Over the past approximately 20 years, various federal and state authorities and private parties have claimed that we are a Potentially Responsible Party ("PRP") as a generator of waste materials for alleged pollution at a number of waste sites operated by third parties located principally in New Jersey and have sought to recover costs incurred and to be incurred to clean up the sites.

We have been identified as a PRP at ten facilities operated by third parties at which investigation and/or remediation activities may be ongoing. We analyze our liability on a regular basis and accrue for environmental liabilities when they are probable and estimable. At September 30, 2011, we estimated our share of the total future costs for these sites to be less than $5 million and we have provided for such future costs based on our best estimate of our share of future costs.

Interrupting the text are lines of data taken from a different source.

PR #673, opened 2023-11-21
Add Osmosis

peachbits:
### CHANGELOG

- [ ] Yes
- [ ] No

### Dependencies

 none

### Description

Add Osmosis
Add chain data, dynamic fees, and optimize archive/validator rpc usage
Cleanup various exports across all currencies

---
  - https://app.asana.com/0/0/1205856665924152

### DIFF
--- a/src/cosmos/CosmosEngine.ts
+++ b/src/cosmos/CosmosEngine.ts
@@ -6,7 +6,7 @@ import {
   encodePubkey,
   makeAuthInfoBytes
 } from '@cosmjs/proto-signing'
-import { parseCoins, StargateClient } from '@cosmjs/stargate'
+import { coin, parseCoins, StargateClient } from '@cosmjs/stargate'
 import { parseRawLog } from '@cosmjs/stargate/build/logs'
 import {
   fromRfc3339WithNanoseconds,
@@ -137,7 +137,7 @@ export class CosmosEngine extends CurrencyEngine<
         this.walletInfo.keys.bech32Address
       )
       const mainnetBal = balances.find(
-        bal => bal.denom === this.currencyInfo.currencyCode.toLowerCase()
+        bal => bal.denom === this.networkInfo.nativeDenom
       )
       this.updateBalance(
         this.currencyInfo.currencyCode,
@@ -294,19 +294,19 @@ export class CosmosEngine extends CurrencyEngine<
     }
     const networkFee = networkFeeCoin.amount
 
-    const { coin, recipient, sender } = event
+    const { coin: eventCoin, recipient, sender } = event
 
     if (
       (this.walletInfo.keys.bech32Address !== recipient &&
         this.walletInfo.keys.bech32Address !== sender) ||
-      this.currencyInfo.currencyCode !== coin.denom.toUpperCase()
+      this.networkInfo.nativeDenom !== eventCoin.denom
     ) {
       return
     }
     const isSend = this.walletInfo.keys.bech32Address === sender
     const ourReceiveAddresses: string[] = []
 
-    let nativeAmount = coin.amount
+    let nativeAmount = eventCoin.amount
     const currencyCode = this.currencyInfo.currencyCode
     if (isSend) {
       nativeAmount = `-${add(nativeAmount, networkFee)}`
@@ -403,7 +403,7 @@ export class CosmosEngine extends CurrencyEngine<
 
     // Encode a send message.
     const msg = this.tools.methods.transfer({
-      amount: nativeAmount,
+      amount: [coin(nativeAmount, this.networkInfo.nativeDenom)],
       fromAddress: this.walletInfo.keys.bech32Address,
       toAddress: publicAddress
     })
--- a/src/cosmos/CosmosEngine.ts
+++ b/src/cosmos/CosmosEngine.ts
@@ -1,3 +1,4 @@
+import { getGasPriceStep } from '@chain-registry/utils'
 import { decodeSignature, encodeSecp256k1Pubkey } from '@cosmjs/amino'
 import { toHex } from '@cosmjs/encoding'
 import {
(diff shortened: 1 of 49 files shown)


src/cosmos/CosmosTools.ts
```diff
@@ -53,11 +56,22 @@ export class CosmosTools implements EdgeCurrencyTools {
     )
     this.methods = methods
     this.registry = registry
+    const { data, name, url } = this.networkInfo.chainData
+    this.chainData = data
```
paullinator, line 60: This is inconsistent naming. I'd recommend renaming `this.networkInfo.chainData` to `this.networkInfo.chainInfo`

src/cosmos/CosmosTools.ts
```diff
@@ -53,11 +56,22 @@ export class CosmosTools implements EdgeCurrencyTools {
...
+    const chainUpdater = new ChainRegistryFetcher()
+    chainUpdater
+      .fetch(url)
+      .then(() => {
+        this.chainData = chainUpdater.getChain(name)
```
paullinator, line 65: Something makes me uneasy about knowing key derivation can be dependent on a network call.  What would we need updated from the network that would change from the hardcoded json?

src/cosmos/CosmosEngine.ts
```diff
@@ -203,6 +222,7 @@ export class CosmosEngine extends CurrencyEngine<
         progress
       this.updateOnAddressesChecked()
     }
+    this.otherData.archivedTxLastCheckTime = Date.now()
```
paullinator, line 225: Just a comment for future consideration:

`CurrencyEngine.walletLocalData` already has (but poorly named) `lastTransactionQueryHeight`. To avoid having custom values in `otherData`, this could be used. I would suggest renaming it, but it's already saved on disk for EVM users.

src/cosmos/CosmosTools.ts
```diff
@@ -196,14 +196,11 @@ export class CosmosTools implements EdgeCurrencyTools {
...
-      const stargateClient = await createStargateClient(
-        this.io.fetchCors,
-        rpcWithApiKey(this.networkInfo, this.initOptions)
-      )
-      // eslint-disable-next-line @typescript-eslint/dot-notation
-      const queryClient = stargateClient['forceGetQueryClient']()
-      // eslint-disable-next-line @typescript-eslint/dot-notation
-      const tendermintClient = stargateClient['forceGetTmClient']()
+      const { queryClient, stargateClient, tendermintClient } =
+        await createStargateClient(
```
paullinator, line 200: This now seems misnamed. `createCosmosClients` instead?

Why bother destructuring? Just assign `this.clients = await createStargateClients()`

src/cosmos/CosmosEngine.ts
```diff
@@ -192,8 +197,22 @@ export class CosmosEngine extends CurrencyEngine<
...
+            this.fetchCors,
+            this.networkInfo.archiveNode
+          )
+        : // Otherwise, uses regular rpc
+          this.getClients()
+
     for (const query of txQueryStrings) {
-      const newestTxid = await this.queryTransactionsInner(query)
+      const newestTxid = await this.queryTransactionsInner(
+        query,
```
paullinator, line 212: Just pass the full `CosmosClients` to `queryTransactionsInner` and remove the destructuring

src/cosmos/cosmosRegistry.ts
```diff
@@ -1,16 +1,34 @@
 import { fromBech32 } from '@cosmjs/encoding'
 import { EncodeObject, Registry } from '@cosmjs/proto-signing'
+import { MsgSend } from 'cosmjs-types/cosmos/bank/v1beta1/tx'
 
 import { DepositOpts, TransferOpts, UpgradedRegistry } from './cosmosTypes'
 import { assetFromString } from './cosmosUtils'
 import { MsgDeposit } from './info/proto/thorchainrune/thorchain/v1/x/thorchain/types/msg_deposit'
-import { MsgSend } from './info/proto/thorchainrune/thorchain/v1/x/thorchain/types/msg_send'
+import { MsgSend as thorchainruneMsgSend } from './info/proto/thorchainrune/thorchain/v1/x/thorchain/types/msg_send'
```
paullinator, line 8: Since this seems like a class, name should be camel-case `ThorchainRuneMsgSend`

paullinator (changes requested):

src/cosmos/CosmosEngine.ts
```diff
@@ -290,12 +291,15 @@ export class CosmosEngine extends CurrencyEngine<
       body: { memo }
     } = decodeTxRaw(txRaw)
 
-    let networkFeeCoin = this.networkInfo.defaultTransactionFee
+    let networkFee = this.networkInfo.defaultTransactionFee?.amount ?? '0'
     if (fee != null) {
       const { amount } = fee
-      networkFeeCoin = safeAddCoins([networkFeeCoin, ...amount])
+      const networkFeeCoin = safeAddCoins([
+        coin('0', this.networkInfo.nativeDenom),
```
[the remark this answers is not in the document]
peachbits: safeAddCoins will add up coins with the same denom and this forces the calculation to use the native denom instead of some other currency. It's the same behavior as filtering the amount array first

src/cosmos/CosmosTools.ts
peachbits: The minimum fees were the main concern. I can see hardcoding the derivation as preferred I'll re-add that to the infos

src/cosmos/cosmosRegistry.ts
peachbits: done

src/cosmos/CosmosEngine.ts
peachbits: done

src/cosmos/CosmosTools.ts
peachbits: done

src/cosmos/CosmosTools.ts
```diff
@@ -56,22 +56,22 @@ export class CosmosTools implements EdgeCurrencyTools {
     )
     this.methods = methods
     this.registry = registry
-    const { data, name, url } = this.networkInfo.chainData
-    this.chainData = data
+    const { data, name, url } = this.networkInfo.chainInfo
+    this.chainInfo = data
```
paullinator: this.chainInfo should stay as `chainData`

paullinator (changes requested):

PR #679, opened 2023-11-29
Solana: Add token support

peachbits:
### CHANGELOG

- [x] Yes
- [ ] No

### Dependencies

 none

### Description

 none

---
  - https://app.asana.com/0/0/1205407182344883

### DIFF
--- a/src/solana/SolanaEngine.ts
+++ b/src/solana/SolanaEngine.ts
@@ -1,6 +1,6 @@
 import * as solanaWeb3 from '@solana/web3.js'
 import { add, gt, mul } from 'biggystring'
-import { asNumber } from 'cleaners'
+import { asArray, asNumber, asString } from 'cleaners'
 import {
   EdgeCurrencyEngine,
   EdgeCurrencyEngineOptions,
@@ -29,6 +29,7 @@ import {
   asRecentBlockHash,
   asRpcBalance,
   asRpcGetTransaction,
+  asRpcSignatureForAddress,
   asSafeSolanaWalletInfo,
   asSolanaPrivateKeys,
   asSolanaWalletOtherData,
@@ -84,8 +85,7 @@ export class SolanaEngine extends CurrencyEngine<
     this.otherData = asSolanaWalletOtherData(raw)
   }
 
-  // eslint-disable-next-line @typescript-eslint/explicit-function-return-type
-  async fetchRpc(method: string, params: any = []) {
+  async fetchRpc(method: string, params: any = []): Promise<unknown> {
     const body = {
       jsonrpc: '2.0',
       id: 1,
@@ -115,8 +115,7 @@ export class SolanaEngine extends CurrencyEngine<
     return response.result
   }
 
-  // eslint-disable-next-line @typescript-eslint/explicit-function-return-type
-  async queryBalance() {
+  async queryBalance(): Promise<void> {
     try {
       const response = await this.fetchRpc('getBalance', [
         this.base58PublicKey,
@@ -130,8 +129,7 @@ export class SolanaEngine extends CurrencyEngine<
     }
   }
 
-  // eslint-disable-next-line @typescript-eslint/explicit-function-return-type
-  async queryBlockheight() {
+  async queryBlockheight(): Promise<void> {
     try {
       const blockheight = asNumber(await this.fetchRpc('getSlot'))
       if (blockheight > this.walletLocalData.blockHeight) {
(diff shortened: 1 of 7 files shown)


src/solana/SolanaEngine.ts
```diff
@@ -361,33 +369,133 @@ export class SolanaEngine extends CurrencyEngine<
...
+    let parentNetworkFee: string | undefined
+    const balance = this.walletLocalData.totalBalances[currencyCode] ?? '0'
+
+    // pubkeys
+    const PAYER = new PublicKey(this.base58PublicKey)
+    const PAYEE = new PublicKey(publicAddress)
+    const TOKEN_PROGRAM_ID = new PublicKey(this.networkInfo.tokenPublicKey)
+    const ASSOCIATED_TOKEN_PROGRAM_ID = new PublicKey(
+      this.networkInfo.associatedTokenPublicKey
+    )
```
swansontec, line 502: These variable names don't fit our convention. Is there some reason?

src/solana/SolanaEngine.ts
```diff
@@ -448,6 +557,12 @@ export class SolanaEngine extends CurrencyEngine<
     })
     edgeTransaction.signedTx = solTx.serialize().toString('base64')
     this.warn(`signTx\n${cleanTxLogs(edgeTransaction)}`)
+
+    // Remove all false values from addressCache
+    this.addressCache = new Map(
+      Array.from(this.addressCache.entries()).filter(([_, value]) => value)
+    )
```
swansontec, line 681: Optional: This code is creating 2 extra arrays and 1 extra map. Doing it in a loop won't create any extra data structures, so it should be a lot simpler & faster:

```ts
for (const [key, value] of this.addressCache.entries()) {
  if (!value) this.addressCache.delete(key)
}
```

src/solana/SolanaEngine.ts
```diff
@@ -273,52 +278,47 @@ export class SolanaEngine extends CurrencyEngine<
...
+      )
+      this.otherData.newestTxid = txids[i].signature
+
+      // Update progress
+      const percent = 1 - i / txids.length
+      if (percent !== this.progressRatio) {
+        if (Math.abs(percent - this.progressRatio) > 0.25 || percent === 1) {
+          this.progressRatio = percent
+          this.tokenCheckTransactionsStatus[this.chainCode] = this.progressRatio
+          this.updateOnAddressesChecked()
```
swansontec: It seems weird to maintain a fractional progress ratio in here. Since it's only one network query now, wouldn't we just report 0 (not queried) or 1 (queried) for each token?

Even if there is some paging going on, I would expect the progress code to move outside the loop, at the same level as the network request, instead of inside the result-processing loop.

src/solana/SolanaEngine.ts
```diff
@@ -121,13 +124,41 @@ export class SolanaEngine extends CurrencyEngine<
     }
 
     const funcs = this.networkInfo.rpcNodes.map(serverUrl => async () => {
+      const apiKeys = asSolanaInitOptions(this.initOptions) as {
+        [key: string]: string
+      }
+      const regex = /{{(.*?)}}/g
```
swansontec, line 130: I don't see why the `?` is needed. This should do the exact same thing: `/{{(.*)}}/g`

src/solana/SolanaEngine.ts
```diff
@@ -151,13 +151,7 @@ export class SolanaEngine extends CurrencyEngine<
...
       const out = await res.json()
 
-      // look for jsonrpc error
-      if (out[0].error != null) {
-        throw new Error(
-          `fetchRpc ${options.method} failed error: ${out.error.message}`
-        )
-      }
-
+      // this.log.warn(serverUrl)
```
swansontec, line 154: Leftover comment?

swansontec (changes requested):
Found a few small things, but this makes sense overall.

src/solana/SolanaEngine.ts
```diff
@@ -85,19 +89,24 @@ export class SolanaEngine extends CurrencyEngine<
...
     const options = {
       method: 'POST',
       headers: {
         Accept: 'application/json',
         'Content-Type': 'application/json'
       },
-      body: JSON.stringify(body)
+      body: JSON.stringify(
+        requests.map(req => ({ jsonrpc: '2.0', id: 1, ...req }))
+      )
```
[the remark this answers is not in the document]
peachbits: Yup, despite that it was working this should be changed

src/solana/SolanaEngine.ts
peachbits: No good reason, will fix

src/solana/SolanaEngine.ts
swansontec: Oh, that makes sense.

PR #683, opened 2023-12-01
(cosmos-based) Add unconfirmed nonce handling

peachbits:
---
  - https://app.asana.com/0/0/1206053210000460


src/cosmos/CosmosEngine.ts
```diff
@@ -377,6 +391,48 @@ export class CosmosEngine extends CurrencyEngine<
...
+          txidsToRemove.push(txid)
+        }
+      }
+      for (const txid of txidsToRemove) {
+        this.unconfirmedTransactionCache.txids.delete(txid)
+      }
+
+      return (
+        this.unconfirmedTransactionCache.cacheSequence +
+        this.unconfirmedTransactionCache.txids.size
```
paullinator, line 431: if any txs got removed assume all are expired

paullinator (changes requested):

paullinator (approved):

PR #698, opened 2023-12-16
Add BONK (Solana)

peachbits:
---
  - https://app.asana.com/0/0/1206185605352700

### DIFF
--- a/src/solana/solanaInfo.ts
+++ b/src/solana/solanaInfo.ts
@@ -6,6 +6,14 @@ import type { SolanaTools } from './SolanaTools'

While joint and several liability is authorized under federal and state environmental laws, we believe that the amounts we have paid and anticipate paying in the future for clean-up costs and damages at all sites are not and will not have a material adverse effect on our financial condition, results of operations or liquidity. Our assessment is based upon, among other things, the involvement of other PRP's at most sites, the status of the proceedings, including various settlement agreements and consent decrees, the extended time period over which payments will likely be made and an agreement reached in July 1994 with three of our liability insurers pursuant to which defense costs and indemnity amounts payable by us in respect of the sites will be shared by the insurers up to an agreed amount. There can be no assurance, however, that future events will not require us to materially increase the amounts we anticipate paying for clean-up costs and damages at these sites.

 

Other Contingencies

We have several tax audits and/or litigation in process and of these, the most significant is related to ongoing tax assessments and uncertain tax positions within our European operations. See Note 7. Income Taxes for further information.

In addition to the matters above, we are a party to other claims or litigation arising in the ordinary course of business. We do not expect the outcome of these cases, singly or in the aggregate, to have a material adverse effect on our financial condition, results of operations or liquidity.